About this exercise: Examine each line of the data. Copy those that contain the string "have".

Segment Start: Exercise data

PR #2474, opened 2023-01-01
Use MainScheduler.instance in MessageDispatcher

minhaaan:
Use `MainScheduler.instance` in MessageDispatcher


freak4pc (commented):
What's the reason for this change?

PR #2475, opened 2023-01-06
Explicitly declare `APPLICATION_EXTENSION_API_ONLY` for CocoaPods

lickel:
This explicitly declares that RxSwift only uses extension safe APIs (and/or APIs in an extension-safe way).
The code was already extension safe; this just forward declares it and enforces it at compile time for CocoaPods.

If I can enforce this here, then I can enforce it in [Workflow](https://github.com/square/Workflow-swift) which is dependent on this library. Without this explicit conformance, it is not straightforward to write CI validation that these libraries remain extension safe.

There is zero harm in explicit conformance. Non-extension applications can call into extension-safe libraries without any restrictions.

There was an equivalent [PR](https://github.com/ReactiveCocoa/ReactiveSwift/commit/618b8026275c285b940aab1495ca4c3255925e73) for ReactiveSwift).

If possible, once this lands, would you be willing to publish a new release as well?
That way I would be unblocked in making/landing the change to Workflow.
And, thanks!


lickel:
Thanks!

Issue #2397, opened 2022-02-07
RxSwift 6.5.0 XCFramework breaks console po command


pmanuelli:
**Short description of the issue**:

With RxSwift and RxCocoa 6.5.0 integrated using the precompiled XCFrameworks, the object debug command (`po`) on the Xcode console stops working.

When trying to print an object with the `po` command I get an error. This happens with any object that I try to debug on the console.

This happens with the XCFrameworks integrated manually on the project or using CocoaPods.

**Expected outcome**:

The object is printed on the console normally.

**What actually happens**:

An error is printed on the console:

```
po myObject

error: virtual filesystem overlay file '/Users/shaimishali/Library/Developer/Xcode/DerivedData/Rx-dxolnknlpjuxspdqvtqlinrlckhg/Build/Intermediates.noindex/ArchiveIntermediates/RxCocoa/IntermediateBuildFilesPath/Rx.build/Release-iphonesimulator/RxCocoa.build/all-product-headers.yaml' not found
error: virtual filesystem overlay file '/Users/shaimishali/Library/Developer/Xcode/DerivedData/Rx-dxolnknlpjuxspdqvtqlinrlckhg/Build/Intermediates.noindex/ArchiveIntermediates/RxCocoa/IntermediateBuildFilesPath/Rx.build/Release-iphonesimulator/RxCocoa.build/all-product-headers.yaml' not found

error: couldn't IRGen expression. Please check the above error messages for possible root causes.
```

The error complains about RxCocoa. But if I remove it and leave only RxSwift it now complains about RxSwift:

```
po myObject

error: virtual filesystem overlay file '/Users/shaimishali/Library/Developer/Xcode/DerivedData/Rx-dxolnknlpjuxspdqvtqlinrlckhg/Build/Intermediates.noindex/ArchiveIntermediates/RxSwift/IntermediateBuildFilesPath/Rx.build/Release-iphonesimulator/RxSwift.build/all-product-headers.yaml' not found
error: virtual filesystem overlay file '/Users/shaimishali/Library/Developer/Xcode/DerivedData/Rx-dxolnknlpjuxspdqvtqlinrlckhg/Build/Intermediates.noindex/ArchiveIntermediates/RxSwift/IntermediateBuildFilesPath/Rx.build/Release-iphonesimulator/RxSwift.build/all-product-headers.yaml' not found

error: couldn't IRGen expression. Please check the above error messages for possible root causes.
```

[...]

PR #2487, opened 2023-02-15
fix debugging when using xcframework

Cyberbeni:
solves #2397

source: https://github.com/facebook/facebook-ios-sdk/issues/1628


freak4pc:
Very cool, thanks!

Segment End: Exercise data
Segment Start: Exercise data

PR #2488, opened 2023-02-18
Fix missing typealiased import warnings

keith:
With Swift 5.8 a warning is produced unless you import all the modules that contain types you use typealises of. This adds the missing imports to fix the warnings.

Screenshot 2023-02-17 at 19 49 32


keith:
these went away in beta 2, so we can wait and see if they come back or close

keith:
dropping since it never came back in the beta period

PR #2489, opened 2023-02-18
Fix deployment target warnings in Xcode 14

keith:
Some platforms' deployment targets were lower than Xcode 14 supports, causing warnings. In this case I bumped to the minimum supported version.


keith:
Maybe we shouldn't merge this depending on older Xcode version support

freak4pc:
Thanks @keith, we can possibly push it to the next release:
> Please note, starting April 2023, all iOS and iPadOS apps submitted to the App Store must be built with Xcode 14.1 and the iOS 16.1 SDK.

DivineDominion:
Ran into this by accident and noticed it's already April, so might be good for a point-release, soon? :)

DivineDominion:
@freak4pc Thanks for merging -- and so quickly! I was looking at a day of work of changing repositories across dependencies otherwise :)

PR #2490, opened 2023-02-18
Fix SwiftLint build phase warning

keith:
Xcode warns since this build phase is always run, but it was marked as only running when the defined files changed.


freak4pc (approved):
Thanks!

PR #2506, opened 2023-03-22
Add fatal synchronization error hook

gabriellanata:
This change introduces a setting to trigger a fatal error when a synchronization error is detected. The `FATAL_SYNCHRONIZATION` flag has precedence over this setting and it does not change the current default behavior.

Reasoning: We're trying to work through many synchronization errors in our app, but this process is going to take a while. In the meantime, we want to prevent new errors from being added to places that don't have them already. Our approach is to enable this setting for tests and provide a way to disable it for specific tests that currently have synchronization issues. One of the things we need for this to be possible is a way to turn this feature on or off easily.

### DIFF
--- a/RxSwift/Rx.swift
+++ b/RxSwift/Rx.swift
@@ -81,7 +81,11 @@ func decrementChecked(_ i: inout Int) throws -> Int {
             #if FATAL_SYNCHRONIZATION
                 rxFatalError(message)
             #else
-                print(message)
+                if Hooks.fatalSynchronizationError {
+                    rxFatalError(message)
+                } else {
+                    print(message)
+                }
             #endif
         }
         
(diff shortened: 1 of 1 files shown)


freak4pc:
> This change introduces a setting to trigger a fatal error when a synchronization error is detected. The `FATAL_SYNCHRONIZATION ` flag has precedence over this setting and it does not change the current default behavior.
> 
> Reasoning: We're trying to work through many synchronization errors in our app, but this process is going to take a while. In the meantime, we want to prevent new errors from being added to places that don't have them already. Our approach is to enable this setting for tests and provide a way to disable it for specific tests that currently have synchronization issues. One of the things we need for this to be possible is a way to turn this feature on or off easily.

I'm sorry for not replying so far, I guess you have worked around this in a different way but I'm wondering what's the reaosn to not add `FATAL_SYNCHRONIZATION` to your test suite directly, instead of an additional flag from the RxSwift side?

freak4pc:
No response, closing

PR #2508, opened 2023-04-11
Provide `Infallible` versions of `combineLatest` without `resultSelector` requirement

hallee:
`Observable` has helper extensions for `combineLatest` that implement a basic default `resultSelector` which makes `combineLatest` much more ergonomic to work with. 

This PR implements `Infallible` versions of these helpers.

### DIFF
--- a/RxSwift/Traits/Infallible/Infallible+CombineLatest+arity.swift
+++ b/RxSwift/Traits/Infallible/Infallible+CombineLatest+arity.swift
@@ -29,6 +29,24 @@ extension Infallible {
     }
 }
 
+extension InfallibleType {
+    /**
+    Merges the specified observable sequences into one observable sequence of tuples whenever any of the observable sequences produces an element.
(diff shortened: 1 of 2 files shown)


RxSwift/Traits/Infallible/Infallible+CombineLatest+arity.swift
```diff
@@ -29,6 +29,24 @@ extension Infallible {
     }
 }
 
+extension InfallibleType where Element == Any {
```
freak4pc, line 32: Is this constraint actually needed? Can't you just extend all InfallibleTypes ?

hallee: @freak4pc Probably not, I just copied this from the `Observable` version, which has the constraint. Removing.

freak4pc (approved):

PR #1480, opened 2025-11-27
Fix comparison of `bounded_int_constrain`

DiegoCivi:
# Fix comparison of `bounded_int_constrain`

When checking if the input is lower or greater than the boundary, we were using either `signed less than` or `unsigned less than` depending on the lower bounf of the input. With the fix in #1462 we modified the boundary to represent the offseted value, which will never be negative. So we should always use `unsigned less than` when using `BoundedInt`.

Segment End: Exercise data
Segment Start: Exercise data

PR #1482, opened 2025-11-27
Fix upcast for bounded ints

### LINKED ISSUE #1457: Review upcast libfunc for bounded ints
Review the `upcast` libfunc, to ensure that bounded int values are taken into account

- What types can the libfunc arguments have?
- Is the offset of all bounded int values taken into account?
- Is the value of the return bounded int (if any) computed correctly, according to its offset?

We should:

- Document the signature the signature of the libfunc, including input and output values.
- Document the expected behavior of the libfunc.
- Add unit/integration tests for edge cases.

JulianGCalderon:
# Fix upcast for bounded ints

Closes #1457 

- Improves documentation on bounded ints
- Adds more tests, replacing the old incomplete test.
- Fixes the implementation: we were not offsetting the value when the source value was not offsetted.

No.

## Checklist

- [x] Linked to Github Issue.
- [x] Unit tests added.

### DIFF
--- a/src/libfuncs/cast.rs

Segment End: Exercise data

Result of the exercise:
Reasoning: We're trying to work through many synchronization errors in our app, but this process is going to take a while. In the meantime, we want to prevent new errors from being added to places that don't have them already. Our approach is to enable this setting for tests and provide a way to disable it for specific tests that currently have synchronization issues. One of the things we need for this to be possible is a way to turn this feature on or off easily.
> Reasoning: We're trying to work through many synchronization errors in our app, but this process is going to take a while. In the meantime, we want to prevent new errors from being added to places that don't have them already. Our approach is to enable this setting for tests and provide a way to disable it for specific tests that currently have synchronization issues. One of the things we need for this to be possible is a way to turn this feature on or off easily.
I'm sorry for not replying so far, I guess you have worked around this in a different way but I'm wondering what's the reaosn to not add `FATAL_SYNCHRONIZATION` to your test suite directly, instead of an additional flag from the RxSwift side?
- What types can the libfunc arguments have?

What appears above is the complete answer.